[Records from a data collection]
= = = = = = =

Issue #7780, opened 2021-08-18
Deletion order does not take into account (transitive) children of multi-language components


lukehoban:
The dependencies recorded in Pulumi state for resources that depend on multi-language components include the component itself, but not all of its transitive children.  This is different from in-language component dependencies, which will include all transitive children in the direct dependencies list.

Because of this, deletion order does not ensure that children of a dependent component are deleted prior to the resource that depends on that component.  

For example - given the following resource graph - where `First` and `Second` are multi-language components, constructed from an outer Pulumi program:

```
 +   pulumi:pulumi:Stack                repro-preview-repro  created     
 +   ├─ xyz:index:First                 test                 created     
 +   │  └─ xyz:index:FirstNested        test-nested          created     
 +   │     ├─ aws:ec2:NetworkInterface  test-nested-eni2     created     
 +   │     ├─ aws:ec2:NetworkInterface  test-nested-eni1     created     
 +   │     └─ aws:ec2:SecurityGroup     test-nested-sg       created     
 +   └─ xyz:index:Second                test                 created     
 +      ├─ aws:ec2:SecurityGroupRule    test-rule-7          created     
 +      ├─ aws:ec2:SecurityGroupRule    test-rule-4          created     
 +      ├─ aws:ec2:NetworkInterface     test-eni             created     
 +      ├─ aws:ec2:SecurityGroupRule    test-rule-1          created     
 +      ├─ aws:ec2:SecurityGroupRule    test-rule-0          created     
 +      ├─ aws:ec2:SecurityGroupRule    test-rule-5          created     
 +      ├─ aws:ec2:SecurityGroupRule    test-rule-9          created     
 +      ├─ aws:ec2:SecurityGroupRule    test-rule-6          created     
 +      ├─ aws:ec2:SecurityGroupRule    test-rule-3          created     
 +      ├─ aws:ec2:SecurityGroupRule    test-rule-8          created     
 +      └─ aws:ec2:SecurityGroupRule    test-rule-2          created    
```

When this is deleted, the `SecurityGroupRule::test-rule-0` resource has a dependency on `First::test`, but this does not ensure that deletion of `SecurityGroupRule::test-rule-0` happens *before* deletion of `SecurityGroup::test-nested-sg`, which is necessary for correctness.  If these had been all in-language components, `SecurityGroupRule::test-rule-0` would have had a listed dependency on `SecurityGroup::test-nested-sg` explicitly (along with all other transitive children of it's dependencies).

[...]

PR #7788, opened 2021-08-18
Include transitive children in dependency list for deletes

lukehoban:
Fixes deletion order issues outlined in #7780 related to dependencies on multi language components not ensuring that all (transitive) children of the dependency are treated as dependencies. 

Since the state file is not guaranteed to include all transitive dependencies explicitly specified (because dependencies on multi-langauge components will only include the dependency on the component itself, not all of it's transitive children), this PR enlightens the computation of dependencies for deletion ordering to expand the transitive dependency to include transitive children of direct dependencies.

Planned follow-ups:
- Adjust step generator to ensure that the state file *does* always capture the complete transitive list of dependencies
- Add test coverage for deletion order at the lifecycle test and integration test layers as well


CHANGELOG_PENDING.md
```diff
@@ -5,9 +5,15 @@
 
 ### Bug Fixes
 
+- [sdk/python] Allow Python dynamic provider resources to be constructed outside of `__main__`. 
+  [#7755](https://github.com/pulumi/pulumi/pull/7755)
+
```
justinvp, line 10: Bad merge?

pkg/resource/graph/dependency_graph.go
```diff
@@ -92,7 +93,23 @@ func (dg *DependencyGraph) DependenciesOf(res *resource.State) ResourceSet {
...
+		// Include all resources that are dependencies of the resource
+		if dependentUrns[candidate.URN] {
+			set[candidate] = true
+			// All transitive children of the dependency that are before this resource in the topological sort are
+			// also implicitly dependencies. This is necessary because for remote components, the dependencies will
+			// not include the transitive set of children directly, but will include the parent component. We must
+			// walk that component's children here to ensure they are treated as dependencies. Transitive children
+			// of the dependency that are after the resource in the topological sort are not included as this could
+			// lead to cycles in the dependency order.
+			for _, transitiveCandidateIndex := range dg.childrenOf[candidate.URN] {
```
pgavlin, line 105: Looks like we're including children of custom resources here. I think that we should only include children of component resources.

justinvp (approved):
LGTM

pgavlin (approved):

= = = = = = =

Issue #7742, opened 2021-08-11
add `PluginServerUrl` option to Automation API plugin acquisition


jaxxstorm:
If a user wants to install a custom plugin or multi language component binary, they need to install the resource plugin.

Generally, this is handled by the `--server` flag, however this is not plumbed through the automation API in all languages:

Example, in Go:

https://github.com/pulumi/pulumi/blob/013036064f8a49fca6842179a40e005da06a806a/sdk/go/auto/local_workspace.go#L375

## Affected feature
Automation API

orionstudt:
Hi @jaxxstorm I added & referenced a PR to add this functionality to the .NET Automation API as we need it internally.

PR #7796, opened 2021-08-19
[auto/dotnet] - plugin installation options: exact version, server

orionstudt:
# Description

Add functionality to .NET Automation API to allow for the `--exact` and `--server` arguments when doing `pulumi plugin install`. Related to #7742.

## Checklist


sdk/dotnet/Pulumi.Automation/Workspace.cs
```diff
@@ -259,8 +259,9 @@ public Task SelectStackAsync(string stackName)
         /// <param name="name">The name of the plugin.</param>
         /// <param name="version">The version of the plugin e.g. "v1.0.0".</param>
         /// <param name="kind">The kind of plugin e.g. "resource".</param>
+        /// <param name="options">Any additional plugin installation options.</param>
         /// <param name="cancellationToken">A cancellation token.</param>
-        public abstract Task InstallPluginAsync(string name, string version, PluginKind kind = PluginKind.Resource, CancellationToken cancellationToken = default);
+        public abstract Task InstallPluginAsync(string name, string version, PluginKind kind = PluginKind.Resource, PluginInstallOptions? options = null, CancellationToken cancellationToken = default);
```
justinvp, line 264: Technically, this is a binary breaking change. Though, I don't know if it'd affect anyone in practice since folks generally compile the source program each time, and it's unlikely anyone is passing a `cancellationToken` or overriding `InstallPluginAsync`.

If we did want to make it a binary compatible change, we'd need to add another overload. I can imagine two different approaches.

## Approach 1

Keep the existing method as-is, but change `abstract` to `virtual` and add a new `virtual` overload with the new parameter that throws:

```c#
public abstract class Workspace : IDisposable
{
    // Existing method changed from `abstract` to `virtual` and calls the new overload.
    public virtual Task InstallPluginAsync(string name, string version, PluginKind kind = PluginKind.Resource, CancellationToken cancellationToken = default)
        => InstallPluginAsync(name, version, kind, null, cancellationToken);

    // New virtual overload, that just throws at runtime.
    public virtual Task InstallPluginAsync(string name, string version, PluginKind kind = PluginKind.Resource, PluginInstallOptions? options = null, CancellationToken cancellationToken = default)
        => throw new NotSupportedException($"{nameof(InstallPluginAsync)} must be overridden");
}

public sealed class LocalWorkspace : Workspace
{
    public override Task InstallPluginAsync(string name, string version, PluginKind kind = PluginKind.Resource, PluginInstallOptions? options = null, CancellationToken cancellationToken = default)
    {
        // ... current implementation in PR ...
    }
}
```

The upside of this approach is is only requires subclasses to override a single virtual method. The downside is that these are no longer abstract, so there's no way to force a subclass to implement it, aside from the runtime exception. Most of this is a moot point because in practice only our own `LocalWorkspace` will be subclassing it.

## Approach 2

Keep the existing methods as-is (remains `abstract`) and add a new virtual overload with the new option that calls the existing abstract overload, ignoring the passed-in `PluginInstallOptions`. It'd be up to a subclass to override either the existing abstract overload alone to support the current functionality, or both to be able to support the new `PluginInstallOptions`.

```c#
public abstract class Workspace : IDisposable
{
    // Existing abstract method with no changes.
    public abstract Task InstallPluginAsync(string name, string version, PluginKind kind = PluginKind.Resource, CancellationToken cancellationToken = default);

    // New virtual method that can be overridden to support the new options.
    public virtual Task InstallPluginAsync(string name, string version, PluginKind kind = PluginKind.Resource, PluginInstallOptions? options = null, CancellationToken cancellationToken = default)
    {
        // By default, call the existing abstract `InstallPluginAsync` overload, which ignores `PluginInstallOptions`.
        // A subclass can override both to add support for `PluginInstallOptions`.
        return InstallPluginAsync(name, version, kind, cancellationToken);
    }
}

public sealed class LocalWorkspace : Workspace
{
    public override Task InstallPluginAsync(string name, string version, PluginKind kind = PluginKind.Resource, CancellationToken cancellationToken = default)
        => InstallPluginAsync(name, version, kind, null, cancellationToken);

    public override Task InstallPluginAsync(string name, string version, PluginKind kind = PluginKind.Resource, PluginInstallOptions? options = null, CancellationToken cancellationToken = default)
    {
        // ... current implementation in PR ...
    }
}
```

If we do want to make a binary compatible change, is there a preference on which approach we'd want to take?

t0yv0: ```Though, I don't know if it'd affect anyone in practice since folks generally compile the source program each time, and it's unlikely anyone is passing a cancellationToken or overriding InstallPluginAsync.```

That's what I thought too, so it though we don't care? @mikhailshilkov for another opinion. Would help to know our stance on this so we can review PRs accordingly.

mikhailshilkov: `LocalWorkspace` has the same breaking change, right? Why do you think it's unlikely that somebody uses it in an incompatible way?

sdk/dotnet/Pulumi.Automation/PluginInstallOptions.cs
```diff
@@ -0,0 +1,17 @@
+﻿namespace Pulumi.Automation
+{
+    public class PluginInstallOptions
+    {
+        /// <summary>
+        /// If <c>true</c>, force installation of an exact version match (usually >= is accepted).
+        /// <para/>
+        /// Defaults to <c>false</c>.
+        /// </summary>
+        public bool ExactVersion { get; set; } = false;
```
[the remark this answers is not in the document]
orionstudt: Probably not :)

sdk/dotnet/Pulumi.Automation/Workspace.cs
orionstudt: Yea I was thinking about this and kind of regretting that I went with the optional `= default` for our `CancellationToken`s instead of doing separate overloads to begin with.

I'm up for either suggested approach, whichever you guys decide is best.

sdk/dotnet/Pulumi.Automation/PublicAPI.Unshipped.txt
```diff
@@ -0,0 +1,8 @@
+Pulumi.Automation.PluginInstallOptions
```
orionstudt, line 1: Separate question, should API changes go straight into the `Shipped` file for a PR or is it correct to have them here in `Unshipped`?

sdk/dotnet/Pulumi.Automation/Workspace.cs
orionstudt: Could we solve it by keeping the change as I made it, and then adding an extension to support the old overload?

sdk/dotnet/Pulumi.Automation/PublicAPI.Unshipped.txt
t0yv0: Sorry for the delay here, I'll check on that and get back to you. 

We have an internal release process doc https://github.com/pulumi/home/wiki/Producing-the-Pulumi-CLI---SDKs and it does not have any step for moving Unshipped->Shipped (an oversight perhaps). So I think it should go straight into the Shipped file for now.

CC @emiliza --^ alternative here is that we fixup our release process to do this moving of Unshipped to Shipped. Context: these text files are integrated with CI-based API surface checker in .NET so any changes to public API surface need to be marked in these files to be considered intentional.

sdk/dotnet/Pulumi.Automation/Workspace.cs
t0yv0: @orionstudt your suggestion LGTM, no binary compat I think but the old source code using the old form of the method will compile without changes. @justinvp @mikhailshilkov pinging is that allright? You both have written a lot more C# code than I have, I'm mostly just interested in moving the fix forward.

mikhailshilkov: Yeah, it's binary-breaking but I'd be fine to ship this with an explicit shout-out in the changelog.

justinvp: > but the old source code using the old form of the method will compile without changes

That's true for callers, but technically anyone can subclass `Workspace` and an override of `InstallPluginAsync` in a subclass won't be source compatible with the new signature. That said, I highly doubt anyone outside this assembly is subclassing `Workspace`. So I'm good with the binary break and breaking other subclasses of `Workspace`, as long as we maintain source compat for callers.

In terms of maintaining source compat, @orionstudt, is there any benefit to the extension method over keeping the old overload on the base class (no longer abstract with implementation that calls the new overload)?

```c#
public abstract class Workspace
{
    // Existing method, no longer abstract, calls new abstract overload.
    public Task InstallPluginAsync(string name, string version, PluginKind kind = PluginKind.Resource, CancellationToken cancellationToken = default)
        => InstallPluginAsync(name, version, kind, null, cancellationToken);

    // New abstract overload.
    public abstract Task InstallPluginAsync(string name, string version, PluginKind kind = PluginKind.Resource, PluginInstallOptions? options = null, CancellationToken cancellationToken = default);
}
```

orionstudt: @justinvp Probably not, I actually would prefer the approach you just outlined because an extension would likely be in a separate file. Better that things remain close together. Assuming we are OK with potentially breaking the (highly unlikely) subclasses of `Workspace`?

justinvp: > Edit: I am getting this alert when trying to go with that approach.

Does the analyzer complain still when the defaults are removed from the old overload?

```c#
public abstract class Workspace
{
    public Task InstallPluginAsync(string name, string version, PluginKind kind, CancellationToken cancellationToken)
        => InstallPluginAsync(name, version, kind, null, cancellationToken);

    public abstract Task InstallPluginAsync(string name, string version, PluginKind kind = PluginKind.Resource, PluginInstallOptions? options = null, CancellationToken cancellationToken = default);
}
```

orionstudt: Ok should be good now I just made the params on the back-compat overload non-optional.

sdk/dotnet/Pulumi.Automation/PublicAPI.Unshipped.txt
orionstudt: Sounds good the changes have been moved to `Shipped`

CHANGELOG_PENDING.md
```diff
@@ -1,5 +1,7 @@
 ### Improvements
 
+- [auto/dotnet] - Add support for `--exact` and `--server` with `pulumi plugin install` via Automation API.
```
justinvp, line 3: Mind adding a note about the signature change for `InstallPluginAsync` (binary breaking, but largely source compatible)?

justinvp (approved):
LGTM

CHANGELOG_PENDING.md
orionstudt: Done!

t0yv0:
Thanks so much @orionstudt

= = = = = = =

▶ TASK TO CARRY OUT
Some lines in the data above may hold the word "optional". Say how many, with no other words.

▶ EXERCISE ANSWER
2